[What is required]
The expected output is a verbatim reprint of the lines from the beginning of the data that follows through the line that contains "One test that".

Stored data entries
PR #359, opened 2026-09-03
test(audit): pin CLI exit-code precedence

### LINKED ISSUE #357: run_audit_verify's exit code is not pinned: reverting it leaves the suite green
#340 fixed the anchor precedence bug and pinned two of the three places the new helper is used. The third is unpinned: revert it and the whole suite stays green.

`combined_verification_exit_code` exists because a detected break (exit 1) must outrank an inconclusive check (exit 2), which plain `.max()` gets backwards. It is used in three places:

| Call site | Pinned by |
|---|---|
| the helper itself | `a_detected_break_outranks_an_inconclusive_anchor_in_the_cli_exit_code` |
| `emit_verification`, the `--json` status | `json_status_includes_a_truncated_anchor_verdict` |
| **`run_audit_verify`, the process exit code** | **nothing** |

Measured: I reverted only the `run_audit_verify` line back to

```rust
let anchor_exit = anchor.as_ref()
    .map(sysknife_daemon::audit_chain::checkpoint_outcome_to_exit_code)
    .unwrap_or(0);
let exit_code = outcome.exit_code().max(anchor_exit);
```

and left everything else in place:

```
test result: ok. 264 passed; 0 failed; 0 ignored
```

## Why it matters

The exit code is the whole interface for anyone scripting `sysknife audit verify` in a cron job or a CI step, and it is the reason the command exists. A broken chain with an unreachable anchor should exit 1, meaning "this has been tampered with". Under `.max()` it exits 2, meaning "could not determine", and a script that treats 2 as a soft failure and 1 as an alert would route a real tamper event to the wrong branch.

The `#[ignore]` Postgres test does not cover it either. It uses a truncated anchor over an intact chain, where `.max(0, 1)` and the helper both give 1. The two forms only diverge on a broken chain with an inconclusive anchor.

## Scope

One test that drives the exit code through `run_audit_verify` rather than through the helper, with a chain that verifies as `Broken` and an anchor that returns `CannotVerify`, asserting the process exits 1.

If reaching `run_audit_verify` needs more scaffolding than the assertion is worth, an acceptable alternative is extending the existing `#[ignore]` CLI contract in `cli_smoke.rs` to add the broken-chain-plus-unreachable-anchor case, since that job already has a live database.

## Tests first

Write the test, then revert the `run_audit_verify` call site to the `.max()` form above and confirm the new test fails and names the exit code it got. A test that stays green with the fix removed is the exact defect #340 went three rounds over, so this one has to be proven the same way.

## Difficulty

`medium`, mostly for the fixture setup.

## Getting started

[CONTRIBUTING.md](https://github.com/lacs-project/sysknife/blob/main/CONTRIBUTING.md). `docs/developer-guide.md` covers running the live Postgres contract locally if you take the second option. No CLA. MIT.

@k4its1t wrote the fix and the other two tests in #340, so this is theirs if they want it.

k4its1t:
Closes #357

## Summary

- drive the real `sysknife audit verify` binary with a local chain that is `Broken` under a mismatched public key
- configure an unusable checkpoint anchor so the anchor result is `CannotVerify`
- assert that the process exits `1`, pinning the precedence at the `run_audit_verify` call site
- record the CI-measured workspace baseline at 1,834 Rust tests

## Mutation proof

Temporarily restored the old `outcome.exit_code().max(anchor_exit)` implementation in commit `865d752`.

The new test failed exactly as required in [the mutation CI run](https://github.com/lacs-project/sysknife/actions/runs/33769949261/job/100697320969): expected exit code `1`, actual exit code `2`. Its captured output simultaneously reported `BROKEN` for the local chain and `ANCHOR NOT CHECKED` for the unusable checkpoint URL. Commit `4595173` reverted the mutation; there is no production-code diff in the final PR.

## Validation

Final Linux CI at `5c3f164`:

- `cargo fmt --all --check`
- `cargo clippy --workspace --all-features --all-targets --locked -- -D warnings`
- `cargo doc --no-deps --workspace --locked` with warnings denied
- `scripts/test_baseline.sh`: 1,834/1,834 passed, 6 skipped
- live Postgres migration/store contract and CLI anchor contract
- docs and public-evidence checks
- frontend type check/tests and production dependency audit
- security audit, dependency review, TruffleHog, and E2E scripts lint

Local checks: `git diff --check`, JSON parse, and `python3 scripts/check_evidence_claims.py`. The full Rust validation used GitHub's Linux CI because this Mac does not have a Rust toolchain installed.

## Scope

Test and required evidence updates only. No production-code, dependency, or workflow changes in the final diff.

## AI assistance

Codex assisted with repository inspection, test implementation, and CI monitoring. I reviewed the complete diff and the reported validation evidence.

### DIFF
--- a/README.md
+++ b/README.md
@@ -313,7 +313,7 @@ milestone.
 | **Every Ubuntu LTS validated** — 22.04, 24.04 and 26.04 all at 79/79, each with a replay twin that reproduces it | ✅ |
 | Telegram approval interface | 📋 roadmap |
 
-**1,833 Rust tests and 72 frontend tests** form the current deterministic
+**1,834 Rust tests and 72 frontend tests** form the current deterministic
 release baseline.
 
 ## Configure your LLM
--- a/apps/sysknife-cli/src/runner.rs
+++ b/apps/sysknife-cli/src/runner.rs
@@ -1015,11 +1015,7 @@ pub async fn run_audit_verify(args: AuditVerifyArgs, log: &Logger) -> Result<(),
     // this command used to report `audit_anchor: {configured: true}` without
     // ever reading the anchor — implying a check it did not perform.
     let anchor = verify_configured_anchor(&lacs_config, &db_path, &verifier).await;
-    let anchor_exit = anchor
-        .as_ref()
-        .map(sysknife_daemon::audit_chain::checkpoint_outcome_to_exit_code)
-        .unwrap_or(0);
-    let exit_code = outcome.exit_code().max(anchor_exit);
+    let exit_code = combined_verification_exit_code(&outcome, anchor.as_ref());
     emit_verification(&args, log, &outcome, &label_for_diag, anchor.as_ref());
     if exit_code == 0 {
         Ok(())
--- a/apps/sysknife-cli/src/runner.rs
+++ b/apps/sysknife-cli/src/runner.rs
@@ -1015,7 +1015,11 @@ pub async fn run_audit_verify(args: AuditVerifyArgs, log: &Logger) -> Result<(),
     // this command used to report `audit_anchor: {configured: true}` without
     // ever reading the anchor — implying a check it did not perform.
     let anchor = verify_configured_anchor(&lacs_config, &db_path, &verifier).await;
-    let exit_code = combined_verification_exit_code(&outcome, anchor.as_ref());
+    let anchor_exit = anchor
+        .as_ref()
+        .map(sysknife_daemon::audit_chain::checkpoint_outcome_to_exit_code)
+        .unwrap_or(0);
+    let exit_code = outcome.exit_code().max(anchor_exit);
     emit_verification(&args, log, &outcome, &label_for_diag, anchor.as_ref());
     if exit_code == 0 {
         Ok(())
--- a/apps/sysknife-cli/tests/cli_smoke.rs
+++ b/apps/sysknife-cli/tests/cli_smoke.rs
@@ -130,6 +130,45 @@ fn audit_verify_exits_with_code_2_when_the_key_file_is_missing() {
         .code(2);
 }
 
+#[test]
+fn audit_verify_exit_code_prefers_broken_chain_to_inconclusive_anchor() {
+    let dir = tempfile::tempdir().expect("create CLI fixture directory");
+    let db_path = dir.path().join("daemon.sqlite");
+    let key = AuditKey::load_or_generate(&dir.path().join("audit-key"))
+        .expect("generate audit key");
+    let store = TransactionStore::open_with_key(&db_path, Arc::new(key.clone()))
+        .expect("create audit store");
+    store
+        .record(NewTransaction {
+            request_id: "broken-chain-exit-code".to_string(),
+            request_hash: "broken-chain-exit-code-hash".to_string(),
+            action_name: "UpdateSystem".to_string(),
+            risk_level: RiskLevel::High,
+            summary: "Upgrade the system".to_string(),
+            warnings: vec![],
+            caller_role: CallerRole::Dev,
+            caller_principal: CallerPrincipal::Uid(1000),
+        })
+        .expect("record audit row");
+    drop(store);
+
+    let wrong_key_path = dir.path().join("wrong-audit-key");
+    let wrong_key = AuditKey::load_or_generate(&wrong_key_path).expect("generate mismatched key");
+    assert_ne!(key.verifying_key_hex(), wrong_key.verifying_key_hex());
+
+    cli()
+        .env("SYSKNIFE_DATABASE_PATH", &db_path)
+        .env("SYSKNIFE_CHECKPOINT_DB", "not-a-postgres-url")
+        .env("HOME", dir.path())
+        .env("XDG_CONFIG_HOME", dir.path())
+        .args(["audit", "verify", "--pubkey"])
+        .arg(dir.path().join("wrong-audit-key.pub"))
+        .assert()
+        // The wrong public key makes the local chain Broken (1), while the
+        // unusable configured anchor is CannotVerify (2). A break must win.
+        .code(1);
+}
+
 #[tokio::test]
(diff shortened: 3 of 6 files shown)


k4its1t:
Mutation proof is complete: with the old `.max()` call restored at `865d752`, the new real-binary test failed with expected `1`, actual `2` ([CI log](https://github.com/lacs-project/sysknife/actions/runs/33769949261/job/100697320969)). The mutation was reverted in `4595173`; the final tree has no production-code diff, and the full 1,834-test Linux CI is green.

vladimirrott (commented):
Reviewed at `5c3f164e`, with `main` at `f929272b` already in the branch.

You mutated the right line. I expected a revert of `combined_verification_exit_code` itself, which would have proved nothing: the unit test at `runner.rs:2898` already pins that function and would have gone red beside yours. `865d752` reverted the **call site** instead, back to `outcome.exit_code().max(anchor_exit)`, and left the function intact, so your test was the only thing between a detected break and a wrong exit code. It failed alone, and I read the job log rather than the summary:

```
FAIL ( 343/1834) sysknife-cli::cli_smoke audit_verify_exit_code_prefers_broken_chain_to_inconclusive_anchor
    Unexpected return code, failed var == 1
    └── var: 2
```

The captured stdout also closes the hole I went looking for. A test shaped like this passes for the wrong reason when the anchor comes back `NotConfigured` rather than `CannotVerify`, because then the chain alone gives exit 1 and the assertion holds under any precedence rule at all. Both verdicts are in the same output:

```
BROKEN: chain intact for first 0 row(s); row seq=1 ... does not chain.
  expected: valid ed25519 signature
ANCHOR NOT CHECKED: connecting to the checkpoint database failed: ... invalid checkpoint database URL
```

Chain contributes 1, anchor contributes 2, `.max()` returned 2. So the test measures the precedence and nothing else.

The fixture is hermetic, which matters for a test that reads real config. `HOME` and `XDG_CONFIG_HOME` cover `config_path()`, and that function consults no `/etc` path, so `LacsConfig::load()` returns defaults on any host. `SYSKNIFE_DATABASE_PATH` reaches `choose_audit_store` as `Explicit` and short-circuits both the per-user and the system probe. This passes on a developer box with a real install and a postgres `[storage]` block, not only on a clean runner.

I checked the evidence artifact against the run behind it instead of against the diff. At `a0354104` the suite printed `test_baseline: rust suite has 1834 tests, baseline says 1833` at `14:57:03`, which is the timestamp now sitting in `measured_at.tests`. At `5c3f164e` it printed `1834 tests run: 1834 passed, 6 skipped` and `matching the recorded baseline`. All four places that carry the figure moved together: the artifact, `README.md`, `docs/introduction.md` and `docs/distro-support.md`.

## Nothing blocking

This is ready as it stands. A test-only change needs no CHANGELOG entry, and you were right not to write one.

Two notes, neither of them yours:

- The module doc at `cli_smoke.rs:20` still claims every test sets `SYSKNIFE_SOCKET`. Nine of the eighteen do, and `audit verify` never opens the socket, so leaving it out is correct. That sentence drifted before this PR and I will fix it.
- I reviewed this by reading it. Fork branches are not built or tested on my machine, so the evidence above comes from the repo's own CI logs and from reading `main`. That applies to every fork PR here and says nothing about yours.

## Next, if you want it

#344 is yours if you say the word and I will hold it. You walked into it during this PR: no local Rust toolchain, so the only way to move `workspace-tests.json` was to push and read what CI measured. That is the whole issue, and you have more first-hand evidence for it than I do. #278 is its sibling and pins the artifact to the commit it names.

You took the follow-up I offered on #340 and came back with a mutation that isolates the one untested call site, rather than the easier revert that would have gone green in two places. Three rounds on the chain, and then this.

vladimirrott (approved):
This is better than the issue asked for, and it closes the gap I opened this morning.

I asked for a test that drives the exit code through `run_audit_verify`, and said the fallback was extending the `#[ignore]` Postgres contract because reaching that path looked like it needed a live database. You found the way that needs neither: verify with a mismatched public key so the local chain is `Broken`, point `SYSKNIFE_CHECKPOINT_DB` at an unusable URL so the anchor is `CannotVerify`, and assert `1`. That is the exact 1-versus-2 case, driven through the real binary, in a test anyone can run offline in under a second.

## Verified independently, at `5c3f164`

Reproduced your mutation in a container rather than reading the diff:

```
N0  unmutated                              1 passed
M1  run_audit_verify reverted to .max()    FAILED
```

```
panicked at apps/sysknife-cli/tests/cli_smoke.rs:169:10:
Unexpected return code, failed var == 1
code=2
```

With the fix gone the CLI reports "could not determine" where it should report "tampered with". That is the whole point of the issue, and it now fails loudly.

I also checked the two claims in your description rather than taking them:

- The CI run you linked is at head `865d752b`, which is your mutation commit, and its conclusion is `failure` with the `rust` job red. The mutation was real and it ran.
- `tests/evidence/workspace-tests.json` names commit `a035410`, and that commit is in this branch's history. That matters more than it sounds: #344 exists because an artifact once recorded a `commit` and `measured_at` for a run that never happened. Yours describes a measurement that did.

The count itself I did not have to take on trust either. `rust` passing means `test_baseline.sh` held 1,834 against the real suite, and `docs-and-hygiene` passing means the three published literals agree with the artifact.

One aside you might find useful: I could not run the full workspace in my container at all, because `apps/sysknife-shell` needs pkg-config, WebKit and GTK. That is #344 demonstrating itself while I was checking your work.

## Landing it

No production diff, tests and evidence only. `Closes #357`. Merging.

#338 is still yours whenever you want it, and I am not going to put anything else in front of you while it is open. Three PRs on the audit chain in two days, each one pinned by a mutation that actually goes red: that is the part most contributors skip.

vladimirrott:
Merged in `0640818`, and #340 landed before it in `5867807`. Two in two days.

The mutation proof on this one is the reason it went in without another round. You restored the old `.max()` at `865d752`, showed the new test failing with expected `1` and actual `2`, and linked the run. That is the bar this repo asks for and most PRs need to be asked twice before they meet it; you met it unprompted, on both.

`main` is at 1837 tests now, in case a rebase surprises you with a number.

[Answer section]
PR #359, opened 2026-09-03
test(audit): pin CLI exit-code precedence

### LINKED ISSUE #357: run_audit_verify's exit code is not pinned: reverting it leaves the suite green
#340 fixed the anchor precedence bug and pinned two of the three places the new helper is used. The third is unpinned: revert it and the whole suite stays green.

`combined_verification_exit_code` exists because a detected break (exit 1) must outrank an inconclusive check (exit 2), which plain `.max()` gets backwards. It is used in three places:

| Call site | Pinned by |
|---|---|
| the helper itself | `a_detected_break_outranks_an_inconclusive_anchor_in_the_cli_exit_code` |
| `emit_verification`, the `--json` status | `json_status_includes_a_truncated_anchor_verdict` |
| **`run_audit_verify`, the process exit code** | **nothing** |

Measured: I reverted only the `run_audit_verify` line back to

```rust
let anchor_exit = anchor.as_ref()
    .map(sysknife_daemon::audit_chain::checkpoint_outcome_to_exit_code)
    .unwrap_or(0);
let exit_code = outcome.exit_code().max(anchor_exit);
```

and left everything else in place:

```
test result: ok. 264 passed; 0 failed; 0 ignored
```

## Why it matters

The exit code is the whole interface for anyone scripting `sysknife audit verify` in a cron job or a CI step, and it is the reason the command exists. A broken chain with an unreachable anchor should exit 1, meaning "this has been tampered with". Under `.max()` it exits 2, meaning "could not determine", and a script that treats 2 as a soft failure and 1 as an alert would route a real tamper event to the wrong branch.

The `#[ignore]` Postgres test does not cover it either. It uses a truncated anchor over an intact chain, where `.max(0, 1)` and the helper both give 1. The two forms only diverge on a broken chain with an inconclusive anchor.

## Scope

One test that drives the exit code through `run_audit_verify` rather than through the helper, with a chain that verifies as `Broken` and an anchor that returns `CannotVerify`, asserting the process exits 1.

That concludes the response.